CSRE 163S: Post Black Drama in the Age of Obama (AFRICAAM 163S, AMSTUD 163S, DRAMA 163S, DRAMA 363S)

This course will examine works of the new millennium that confront questions of African American experience. These plays are written by African American and non-black writers. In analyzing these works, this course will investigate such questions as: In a time that has been called 'Post Race' or 'Post Soul' or even 'Post Black,' what can we discern about African American drama? How do these plays reflect or contradict such labeling? How do these works speak to our times? Who does the form relate to in matters of content in these works? What do these works tell us about the contemporary constructions and meanings of blackness?
Terms: Win | Units: 5 | UG Reqs: GER:DB-Hum

CSRE 164: Immigration and the Changing United States (CHICANST 164, SOC 164, SOC 264)

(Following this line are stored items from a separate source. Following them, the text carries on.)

PR #188, opened 2016-08-08
PY3 changes for codecs

Preetwinder:


frontera/contrib/backends/remote/codecs/msgpack.py
```diff
@@ -65,33 +68,34 @@ def __init__(self, request_model, response_model, *a, **kw):
...
-        return self._request_model(url=obj[0],
+        return self._request_model(url=to_native_str(obj[0]),
                                    headers=obj[1],
                                    cookies=obj[2],
                                    meta=obj[3])
 
     def decode(self, buffer):
         obj = unpackb(buffer)
-        if obj[0] == 'pc':
+        if obj[0] == b'pc':
```
sibiryakov: I think, usage of bytes type in encoders for message type will improve readability and redundancy. Because currently you rely on fact that msgpack after unpacking returns bytes (even if original string was native), that could change in the future, and it's non-obvious.

Preetwinder: I agree.

frontera/contrib/backends/remote/codecs/json.py
```diff
@@ -91,48 +93,49 @@ def __init__(self, request_model, response_model, *a, **kw):
...
     def decode_request(self, message):
-        obj = super(Decoder, self).decode(message)
-        return self._request_model(url=obj['url'],
-                                   method=obj['method'],
-                                   headers=obj['headers'],
-                                   cookies=obj['cookies'],
-                                   meta=obj['meta'])
+        obj = dict_to_bytes(super(Decoder, self).decode(message))
+        return self._request_model(url=to_native_str(obj[b'url']),
+                                   method=to_native_str(obj[b'method']),
```
sibiryakov: method here is converted to native string and above in ``_request_from_object() `` it isn't. I think there is a mistake here.

frontera/contrib/backends/remote/codecs/msgpack.py
```diff
@@ -65,33 +68,34 @@ def __init__(self, request_model, response_model, *a, **kw):
         self._response_model = response_model
 
     def _response_from_object(self, obj):
-        return self._response_model(url=obj[0],
+        url = to_native_str(obj[0])
```
sibiryakov: you don't need a local variable here, probably.

Preetwinder: Do you think it is better to call `to_native_str` twice? Once for response_model and then for request_model inside it.

frontera/contrib/backends/remote/codecs/json.py
Preetwinder: I agree. I missed it.

frontera/contrib/backends/remote/codecs/msgpack.py
sibiryakov: I missed the second call, with locals it's better.

PR #189, opened 2016-08-09
Allow passing py.test args with tox

lopuhin:
This allows to run only specified tests under tox:

    tox -e py27,py35 -- tests/test_utils_misc.py::TestGetCRC32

The role of race and ethnicity in immigrant group integration in the U.S. Topics include: theories of integration; racial and ethnic identity formation; racial and ethnic change; immigration policy; intermarriage; hybrid racial and ethnic identities; comparisons between contemporary and historical waves of immigration.
Terms: Aut | Units: 5 | UG Reqs: GER:DB-SocSci, WAY-EDP, WAY-SI
Instructors: ; Jimenez, T. (PI)

CSRE 166B: Immigration Debates in America, Past and Present (HISTORY 166B, HISTORY 366B)

Examines the ways in which the immigration of people from around the world and migration within the United States shaped American nation-building and ideas about national identity in the twentieth century. Focuses on how conflicting ideas about race, gender, ethnicity, and citizenship with respect to particular groups led to policies both of exclusion and integration. Part One begins with the ways in which the American views of race and citizenship in the colonial period through the post-Reconstruction Era led to the passage of the Chinese Exclusion Act in 1882 and subsequently to broader exclusions of immigrants from other parts of Asia, Southern and Eastern Europe, and Mexico. Explores how World War II and the Cold War challenged racial ideologies and led to policies of increasing liberalization culminating in the passage of the 1965 Immigration Act, which eliminated quotas based on national origins and opened the door for new waves of immigrants, especially from Asia and Latin America. Part Two considers new immigration patterns after 1965, including those of refugees, and investigates the contemporary debate over immigration and immigration policy in the post 9/11 era as well as inequalities within the system and the impact of foreign policy on exclusions and inclusions.
Terms: Win | Units: 3-5 | UG Reqs: GER:DB-SocSci, WAY-EDP, WAY-SI
Instructors: ; McKibben, C. (PI)

CSRE 168: New Citizenship: Grassroots Movements for Social Justice in the U.S. (ANTHRO 169A, CHICANST 168, FEMST 140H)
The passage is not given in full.